Prove the following logical Equivalences using truth tables

Idempotent:

– p ^ p = p, and

– p V p = p

Absorption:

– p V (p ^ q) = p, and

– p ^ (p Ú q) = p

Identity:

– p ^ t = p, and

– p V c = p

Negation:

– p V ~p = t, and p ^ ~p = c

Universal Bound:

– p ^ c = c, and

– p V t = t

Negations of t and c:

– ~t = c, and

– ~c = t

Note: t means tautology, c means contradiction.

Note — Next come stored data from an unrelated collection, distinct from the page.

PR #1078, opened 2025-07-02
Rewrite `vello_cpu` to be more SIMD-friendly

LaurenzV:
This is a first attempt at rewriting `vello_cpu` to be more SIMD-friendly. 

As can be seen in the code, there are still quite a few TODOs left. The usage of SIMD types is also not very consistent (in some cases we are using f32x16, in some cases we are limited to f32x4), but it should be a good enough basis for any platform that provides 128-bit SIMD capabilities, which I think is a good start.

This PR should fix the performance regression that was introduced when adding the f32 pipeline. There are certain parts of the pipeline (namely opaque filling and alpha compositing) which only marginally improve as part of this PR on NEON because it already auto-vectorized very well before, but other parts like gradients, blurred rects and images (especially images with bilinear and bicubic filtering) are _much_ faster now.

It also incorporates the gradient LUT change from a previous PR.

I've adjusted a gradient test case so that it doesn't trigger the floating point impreciseness we have already had before.


LaurenzV:
@ajakubowicz-canva Any idea what the WASM issue is about?

LaurenzV:
@nicoburns if you feel like trying, with this branch performance should be back to normal like before f32 was introduced, and hopefully even faster. If not, then something is definitely fishy.

LaurenzV:
(Assuming you have a device that supports NEON).

nicoburns:
@LaurenzV It seems that there was something fishy going on. And it was that I was still multiplying the alpha input to `push_layer` by `255` even though it's `f32` not `u8` now. For some reason that causes significant slowdown (on all of this branch, main, and 0.0.1) even though it successfully renders. I'm seeing very good results with this branch (but also decent with `main` now that I've fixed the alpha issue).

See: [#vello > vello_cpu performance @ 💬](https://xi.zulipchat.com/#narrow/channel/197075-vello/topic/vello_cpu.20performance/near/526825491) for more and some numbers from Blitz with this branch.

nicoburns:
@LaurenzV any chance that you could rebase this on top of the Send+Sync fix?

LaurenzV:
@nicoburns Done, also added the `Clip` fix (haven't validated it yet, though).

ajakubowicz-canva:
@LaurenzV Regarding the [WASM error in CI](https://github.com/linebender/vello/actions/runs/16033534236/job/45239701907?pr=1078#step:11:34), I've reproduced it locally.
It looks like wasmparser has a [function locals limit](https://github.com/bytecodealliance/wasm-tools/blob/b5c3d98e40590512a3b12470ef358d5c7b983b15/crates/wasmparser/src/limits.rs#L29).

This is apparently a limit in browsers as well?

One possible fix is to add optimizations or `--release` to the test binary. This resolves the issue because the number of locals drops in the offending function. Another possible fix is to split the function that is tripping this issue.


I did some digging and it looks like the offending function is `<_ZN9vello_cpu4fine17Fine$LT$S$C$T$GT$7run_cmd17hc0f5ddbe307cb113E>` – with 59,555 locals.

To figure that out I used `wasm-objdump -d <path_to_test_wasm>`, saving the result to a temp file. Then ran a script to count the number of locals between functions. (Note first number is the total number of locals).

```
59555 locals: 12e439e func[40867] <_ZN9vello_cpu4fine17Fine$LT$S$C$T$GT$7run_cmd17hc0f5ddbe307cb113E>:
33522 locals: 1115375 func[40515] <_ZN120_$LT$vello_cpu..fine..common..image..FilteredImagePainter$LT$S$GT$$u20$as$u20$core..iter..traits..iterator..Iterator$GT$4next17h70dc3fee6f36c1ecE>:
27529 locals: 104b0ed func[40484] <_ZN104_$LT$vello_cpu..fine..common..gradient..GradientPainter$LT$S$GT$$u20$as$u20$vello_cpu..fine..Painter$GT$8paint_u817h61acd92ec3c6cccfE>:
26339 locals: 13a66b1 func[40870] <_ZN9vello_cpu4fine17Fine$LT$S$C$T$GT$7run_cmd17he9eceec63ec2557dE>:
26298 locals: f07a52 func[38737] <_ZN9vello_cpu4fine4lowp7compose4Plus7compose17h5930bdb72cdb25a0E>:
21502 locals: ec7b03 func[38734] <_ZN9vello_cpu4fine4lowp7compose8DestAtop7compose17ha51e5d3bdc0768a0E>:
```

Running the same test on the `--release` binary gives:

This is what i have done so far please let me know if i am doing it right or if anything is wrong. Thanks

Idempotent:

p p^p pVp

0 0 0

1 1 1

Absorption:

p q p^q pv(p^q) pVq p^(pVq)

0 0 0 0 0 0

0 1 0 0 1 0

1 0 0 1 1 1

1 1 1 1 1 1

Identity:

p t c p^t pVc

0 1 0 0 0

1 1 0 1 0

Negation:

p ~p pV~p p^~p

0 1 1 0

1 0 1 0

Universal Bound:

p c t p^c pVt

0 0 1 0 1

1 0 1 0 1

Negations of t and c:

t c ~t ~c

1 0 0 1

When an expression is always 0 it is a contradiction, and when it is always 1 it is a tautology.